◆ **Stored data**
PR #2149, opened 2026-07-24
fix(extract,analyze): filter Swift/Foundation/SwiftUI builtins from resolution and god-node ranking (#2147)

### LINKED ISSUE #2147: Swift/Foundation/SwiftUI builtins missing from _LANGUAGE_BUILTIN_GLOBALS and _BUILTIN_NOISE_LABELS (false god-nodes, phantom bridges)
## Summary

`_LANGUAGE_BUILTIN_GLOBALS` (`graphify/extractors/base.py:13`) and `_BUILTIN_NOISE_LABELS` (`graphify/analyze.py:11`) exist specifically to stop language built-ins (`String`, `Promise`, `str`, `dict`, ...) from becoming false "god nodes" that create phantom bridges between unrelated parts of a graph (per the comment referencing #726: *"Without this filter they become god-nodes accumulating spurious edges from every call site"*).

Both lists cover **JavaScript/TypeScript and Python only**. Swift/Foundation/SwiftUI types are entirely absent from both, and there is no `graphify/extractors/swift.py` — Swift extraction still lives in the pre-modular `extract.py` (5,372 lines) rather than the newer per-language `extractors/` layout used by Go, Rust, C#, Dart, Pascal, Objective-C, etc.

## Repro

Ran `/graphify` (full pipeline: AST + LLM-vision semantic extraction) on a ~360k-word Swift codebase (macOS + iOS audio player, SwiftUI + Foundation + AVFoundation). Results:

**God Nodes report** surfaced framework types, not architecture:
```
1. Foundation   - 105 edges
2. NSLock       - 102 edges
3. NirvanaAudioStreamerIOS - 94 edges
4. View         - 60 edges
5. NAMNode      - 51 edges
6. Data         - 49 edges
```
`Foundation`, `NSLock`, `View`, `Data` are Swift/Foundation/SwiftUI built-ins, not project abstractions — exactly the class of noise `_BUILTIN_NOISE_LABELS` is supposed to filter, but it only lists Python names (`str`, `MagicMock`, `typing`, ...).

**`graphify path` between two genuinely unrelated symbols** (`DesignSystem`, a SwiftUI style helper, and `playFLACViaAudioUnit()`, an audio-streaming method) returned a "shortest path":
```
DesignSystem <--contains-- DesignSystem.swift --contains--> Theme --implements--> Sendable <--references-- .playFLACViaAudioUnit()
```
The entire "connection" is two unrelated symbols both touching the `Sendable` protocol. If `Sendable` (and `Codable`, `Equatable`, `Identifiable`, `Hashable`, `AnyObject`, etc.) were filtered the way `Promise`/`Map`/`dict`/`str` are, this phantom bridge would not exist.

## Where it lives

- `graphify/extractors/base.py:13-32` — `_LANGUAGE_BUILTIN_GLOBALS`, used at `extract.py:2434` (member-call receiver resolution) and `extract.py:5038` (call-target resolution). Zero Swift/Obj-C entries.
- `graphify/analyze.py:11-21` — `_BUILTIN_NOISE_LABELS`, used in `god_nodes()` (`analyze.py:113`). Zero Swift entries.
- No `graphify/extractors/swift.py` exists at all (checked against `go.py`, `rust.py`, `dart.py`, `csharp.py`, `pascal.py`, `objc.py`, `elixir.py`, `apex.py`, etc., which do exist).

## Suggested fix

1. Add a Swift/Objective-C section to `_LANGUAGE_BUILTIN_GLOBALS`, at minimum: `Sendable`, `Codable`, `Decodable`, `Encodable`, `Equatable`, `Hashable`, `Identifiable`, `Comparable`, `CustomStringConvertible`, `AnyObject`, `Error`, `LocalizedError`, plus common Foundation/SwiftUI value types (`String`, `Int`, `Double`, `Float`, `Bool`, `Data`, `URL`, `Date`, `View`, `Color`, `Font`) that show up as constructor/coercion or protocol-conformance targets from every file.
2. Extend `_BUILTIN_NOISE_LABELS` with the same set so `god_nodes()` doesn't rank them.
3. Longer term: migrate Swift extraction out of `extract.py` into `graphify/extractors/swift.py` to match the modular per-language pattern already used for Go/Rust/C#/Dart/Pascal/Obj-C, so language-specific builtin/noise lists live next to the extractor that needs them instead of one shared global list.

Happy to share the reproduction corpus details or test further if useful.

MasterFede5:
Fixes #2147.

## Problem

`_LANGUAGE_BUILTIN_GLOBALS` (`graphify/extractors/base.py`) and `_BUILTIN_NOISE_LABELS` (`graphify/analyze.py`) cover only JS/TS and Python, so on Swift codebases:

- Framework symbols (`Foundation`, `NSLock`, `View`, `Data`, ...) dominate the god-nodes report instead of project abstractions (the issue reports `Foundation` at 105 edges and `NSLock` at 102 on a ~360k-word SwiftUI/AVFoundation corpus).
- `_resolve_swift_member_calls` had no builtin guard at all, so a receiver typed with a builtin (`let payload: Data`) could bind cross-file to a same-named user symbol — the same phantom-edge shape #1726 fixed for TypeScript ("the cross-file CALL resolver already skips these globals; do the same here").

## Changes

- **`graphify/extractors/base.py`** — add Swift stdlib value-type initializers (`Int`, `Double`, `Data`, `UUID`, ...), conformance protocols (`Sendable`, `Codable`, `Equatable`, `Hashable`, `Identifiable`, ...), common Foundation types (`NSLock`, `DispatchQueue`, `JSONDecoder`, ...), and SwiftUI `View`/`Color`/`Font` to `_LANGUAGE_BUILTIN_GLOBALS`. `String`/`Date`/`URL`/`Error` were already present via the ECMAScript section.
- **`graphify/analyze.py`** — add the same set plus framework module names (`Foundation`, `SwiftUI`, `UIKit`, `AppKit`, `Combine`) to `_BUILTIN_NOISE_LABELS` so `god_nodes()` stops ranking them.
- **`graphify/extract.py`** — `_resolve_swift_member_calls` now skips builtin receiver types, mirroring the #1726 guard the TS/Python member-call resolvers already have.

## Scope notes

- The shared-list tradeoff (a user class literally named `Data`/`View` in another language loses receiver-type resolution) is the same one already accepted for `Request`/`Response`/`Error`/`File` in the existing list; the guard only affects resolution *to user symbols*, never node extraction itself.
- The issue's item 3 (migrating Swift extraction out of `extract.py` into `graphify/extractors/swift.py` so per-language builtin lists can live with their extractor) is intentionally left as follow-up.
- Conformance-edge emission (`implements → Sendable` stubs from `inheritance_specifier`) is untouched — filtering those changes graph content for every Swift repo and mirrors what Python does today with `inherits → Exception`, so it felt like a maintainer call. The god-node symptom those stubs cause is addressed by the `analyze.py` filter.

## Tests

`tests/test_swift_builtin_noise.py`:
- Parametrized `god_nodes()` exclusion for `Foundation`, `SwiftUI`, `NSLock`, `Data`, `View`, `Sendable`, `Codable`, `DispatchQueue`, `Color` (mirrors the npm dep-block test shape).
- Extraction-level regression: builtin-typed receiver (`let payload: Data`) does not bind to a user `class Data` in another file.
- Guard is a no-op for genuine user types: `engine.play()` on a user-typed property still resolves cross-file (#1356 shape).

Targeted run: `tests/test_swift_builtin_noise.py tests/test_builtin_global_type_refs.py tests/test_analyze.py tests/test_god_nodes_cli.py tests/test_swift_cross_file_calls.py` → 73 passed. Full suite on Windows: 3366 passed / 51 failed — the identical 51 failures occur on a clean `v8` checkout in the same environment (missing optional deps / Windows-specific), i.e. no regressions from this change.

◆ **Problem**
The range runs from the line above containing "cover only JS/TS" to the line containing "stops ranking them.", inclusive. Restate those lines word for word and no others.

◆ **Solution**
`_LANGUAGE_BUILTIN_GLOBALS` (`graphify/extractors/base.py`) and `_BUILTIN_NOISE_LABELS` (`graphify/analyze.py`) cover only JS/TS and Python, so on Swift codebases:

- Framework symbols (`Foundation`, `NSLock`, `View`, `Data`, ...) dominate the god-nodes report instead of project abstractions (the issue reports `Foundation` at 105 edges and `NSLock` at 102 on a ~360k-word SwiftUI/AVFoundation corpus).
- `_resolve_swift_member_calls` had no builtin guard at all, so a receiver typed with a builtin (`let payload: Data`) could bind cross-file to a same-named user symbol — the same phantom-edge shape #1726 fixed for TypeScript ("the cross-file CALL resolver already skips these globals; do the same here").

## Changes

- **`graphify/extractors/base.py`** — add Swift stdlib value-type initializers (`Int`, `Double`, `Data`, `UUID`, ...), conformance protocols (`Sendable`, `Codable`, `Equatable`, `Hashable`, `Identifiable`, ...), common Foundation types (`NSLock`, `DispatchQueue`, `JSONDecoder`, ...), and SwiftUI `View`/`Color`/`Font` to `_LANGUAGE_BUILTIN_GLOBALS`. `String`/`Date`/`URL`/`Error` were already present via the ECMAScript section.
- **`graphify/analyze.py`** — add the same set plus framework module names (`Foundation`, `SwiftUI`, `UIKit`, `AppKit`, `Combine`) to `_BUILTIN_NOISE_LABELS` so `god_nodes()` stops ranking them.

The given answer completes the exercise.